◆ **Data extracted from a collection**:
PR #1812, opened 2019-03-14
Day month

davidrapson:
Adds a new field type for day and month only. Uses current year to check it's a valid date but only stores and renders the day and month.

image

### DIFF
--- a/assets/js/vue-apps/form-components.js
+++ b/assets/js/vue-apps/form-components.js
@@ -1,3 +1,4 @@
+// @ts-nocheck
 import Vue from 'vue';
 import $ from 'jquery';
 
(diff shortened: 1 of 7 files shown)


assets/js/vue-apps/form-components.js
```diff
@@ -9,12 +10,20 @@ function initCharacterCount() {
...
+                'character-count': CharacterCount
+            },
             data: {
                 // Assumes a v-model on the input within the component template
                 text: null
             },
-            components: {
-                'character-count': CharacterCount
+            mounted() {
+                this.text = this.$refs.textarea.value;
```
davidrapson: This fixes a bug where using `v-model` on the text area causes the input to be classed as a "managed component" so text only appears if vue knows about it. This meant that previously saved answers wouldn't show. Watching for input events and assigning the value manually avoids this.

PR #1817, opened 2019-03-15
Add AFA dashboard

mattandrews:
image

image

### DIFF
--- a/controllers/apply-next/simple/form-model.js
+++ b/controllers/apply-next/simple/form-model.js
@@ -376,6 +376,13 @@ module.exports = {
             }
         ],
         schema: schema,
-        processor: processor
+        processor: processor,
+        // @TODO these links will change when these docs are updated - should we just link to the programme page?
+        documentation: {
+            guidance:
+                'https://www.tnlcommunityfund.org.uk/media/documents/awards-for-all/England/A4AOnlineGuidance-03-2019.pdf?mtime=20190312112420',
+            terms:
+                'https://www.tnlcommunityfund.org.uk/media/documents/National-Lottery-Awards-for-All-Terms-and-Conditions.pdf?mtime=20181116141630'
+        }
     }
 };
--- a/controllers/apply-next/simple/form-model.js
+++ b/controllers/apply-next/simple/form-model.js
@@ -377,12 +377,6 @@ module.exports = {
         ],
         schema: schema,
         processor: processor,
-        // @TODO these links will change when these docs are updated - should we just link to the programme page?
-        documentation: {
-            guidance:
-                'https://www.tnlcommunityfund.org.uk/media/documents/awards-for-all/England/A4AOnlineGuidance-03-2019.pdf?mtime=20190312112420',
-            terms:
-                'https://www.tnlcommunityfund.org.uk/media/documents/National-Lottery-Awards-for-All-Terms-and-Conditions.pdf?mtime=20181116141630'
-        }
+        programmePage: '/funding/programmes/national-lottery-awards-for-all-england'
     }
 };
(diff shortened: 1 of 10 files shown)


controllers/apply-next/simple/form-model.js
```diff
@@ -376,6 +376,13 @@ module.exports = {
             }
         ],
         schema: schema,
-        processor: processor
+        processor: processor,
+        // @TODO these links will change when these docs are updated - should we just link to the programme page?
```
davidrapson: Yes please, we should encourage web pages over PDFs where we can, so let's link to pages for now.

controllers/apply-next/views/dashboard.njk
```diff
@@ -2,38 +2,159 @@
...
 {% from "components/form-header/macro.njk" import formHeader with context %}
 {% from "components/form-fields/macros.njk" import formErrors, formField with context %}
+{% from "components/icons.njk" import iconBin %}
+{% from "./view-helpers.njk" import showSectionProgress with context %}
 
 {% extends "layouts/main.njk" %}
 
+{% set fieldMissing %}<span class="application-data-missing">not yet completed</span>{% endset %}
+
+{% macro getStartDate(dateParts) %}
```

◆ **TASK ITEM**: Using the entries above, restate word for word every line from the one that contains "controllers/apply-next/views/dashboard.njk" through the last.

◆ **OUTPUT**:
controllers/apply-next/views/dashboard.njk
```diff
@@ -2,38 +2,159 @@
...
 {% from "components/form-header/macro.njk" import formHeader with context %}
 {% from "components/form-fields/macros.njk" import formErrors, formField with context %}
+{% from "components/icons.njk" import iconBin %}
+{% from "./view-helpers.njk" import showSectionProgress with context %}
 
 {% extends "layouts/main.njk" %}
 
+{% set fieldMissing %}<span class="application-data-missing">not yet completed</span>{% endset %}
+
+{% macro getStartDate(dateParts) %}
```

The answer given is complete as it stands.